European Commission's summer package was released Wednesday with the aim of decarbonizing the EU economy and giving consumers a central role in energy transition, according to Vice-President of the European Commission responsible for Energy Union, Maros Sefcovic.
The package aims to implement the Energy Union strategy focusing on the climate change policy, launched as one of the political priorities of the Juncker Commission in February 2015.
As part of the Energy Union strategy, the Commission presented proposals to deliver a new deal for energy consumers, to launch a redesign of the European electricity market, to update energy efficiency labeling and to revise the EU Emissions Trading System.
"In the Energy Union strategy, we committed to empowering European consumers, creating a single well-functioning energy market, putting energy efficiency first and becoming the number one in renewables," Sefcovic said in a written statement.
Additionally, he said that the package give prominence to the "Energy Efficiency First" principle and put households and business consumers at the heart of the European energy market.
"Energy Efficiency First" identifies all decision points concerning energy systems where energy saving solutions can be made. Additionally, it also ensures the increase of energy security, energy saving potential, low fuel demand projections, supply and demand side infrastructure such as new pipeline and renovations.

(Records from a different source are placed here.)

PR #94, opened 2020-04-14
Add a flag to generate Go structs without anonymous nested structs

tkuhlman:


generate/generate.go
```diff
@@ -18,22 +18,31 @@ const disclaimer = "// Code generated by github.com/GannettDigital/jstransform;
...
+//  StructNameMap allows specifying the type name of the struct for each JSON file.
+//
+//  FieldNameMap is used to provide alternate names for fields in the resulting structs.
+//  The property names in the JSON tags for these structs remains the same as supplied.
+//  This can be used to accommodate names that are valid JSON but not valid Go identifiers
 type BuildArgs struct {
 	SchemaPath             string
 	OutputDir              string
 	DescriptionAsStructTag bool
+	NoNestedStructs        bool
```
ahornerr, line 45: Nit: Perhaps we could rename this to `NestedStructs` or `DisableNestedStructs` depending on what you want the default to be. `NoNestedStructs` feels a little clunky to me

generate/test_data/nonest/complex.go
```diff
@@ -0,0 +1,50 @@
...
+
+import "time"
+
+type Complex struct {
+	Simple
+
+	Caption string `json:"caption"`
+	Credit  string `json:"credit"`
+	// The available cropped images
+	Crops          []ComplexCrops      `json:"crops"`
```
ahornerr, line 13: I wonder if we should trim a trailing `s` from the split up struct type name. If you're instantiating an instance of the struct in code (like sports and elections do) then it feels strange to have the trailing `s`. On the other hand, trying to manipulate strings that represent field names can lead us down a bad path, like what I ran into with search GraphQL schemas recently. I'd imagine if we look for a lowercase `s` it would work mostly alright - if we had a field named `SSTS` then it wouldn't remove the last `s`.

main.go
```diff
@@ -82,7 +83,8 @@ func main() {
 		GenerateAvro:           *genAvro,
 		GenerateMessagePack:    *genMessagePack,
 		ImportPath:             *importPath,
-		DescriptionAsStructTag: !*descriptionAsStructTag,
+		DescriptionAsStructTag: *descriptionAsStructTag,
+		NoNestedStructs:        !*nestedStructs,
```
ahornerr, line 87: This looks so weird :joy:

PR #103, opened 2020-06-16
Add support for nullable struct arrays

zacaudette:


generate/avro_helpers.go
```diff
@@ -337,6 +337,9 @@ func (fm *avroFieldMapper) generateStructValue(name, prefix, typeName string, ge
 		} else {
 			structDef = mappedStruct.name
 		}
+		if _, ok := aType.Elt.(*ast.StarExpr); ok {
```
tkuhlman, line 340: Am I missing anything or is this the only non-generated change?

zacaudette: I added the contributors array to the simple schema as a test case for this, otherwise yes the rest are generated changes.

tkuhlman: 👍

PR #104, opened 2020-06-19
Generate non-required time fields as a pointer to allow JSON marshal to omit the fields

tkuhlman:


tkuhlman:
Travis is still having trouble updating the build status, https://travis-ci.org/github/GannettDigital/jstransform/builds/700151507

European emissions trading system fit for the future
The summer package proposals represent the first legislative step towards implementing the EU's commitment to reducing greenhouse gas emissions by at least 40 percent domestically by 2030.

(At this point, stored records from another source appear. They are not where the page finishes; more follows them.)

PR #105, opened 2020-06-25
tests in /generate no longer share test data

jstorer:


ahornerr:
🙅

jstorer:
coverage was checked in goland and this branch mirrors the coverage of the master. It is appears coveralls is having a bad time with it for currently unknown reasons so the value is doing to be tweaked for passing.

The proposals aim at pushing energy investment toward innovative and cleaner alternatives. In addition, it aspires to safeguarding the international competitiveness of industry sectors that are at the greatest risk of seeing their production relocated outside the EU to less greenhouse gas constrained jurisdictions.
Energy efficiency label revision for more clarity
The Commission proposes returning to the original A to G energy label scale, which is simpler and well understood by consumers. It aims to ensure consumers are able to make more informed choices that will help them save energy and money.
Empowering energy consumers
According to the summer package, consumers need to become just as well-informed and empowered as buyers and sellers on wholesale markets through clearer billing and advertising rules, trustworthy price comparison tools and by leveraging greater bargaining power through collective schemes such as collective switching and energy cooperatives.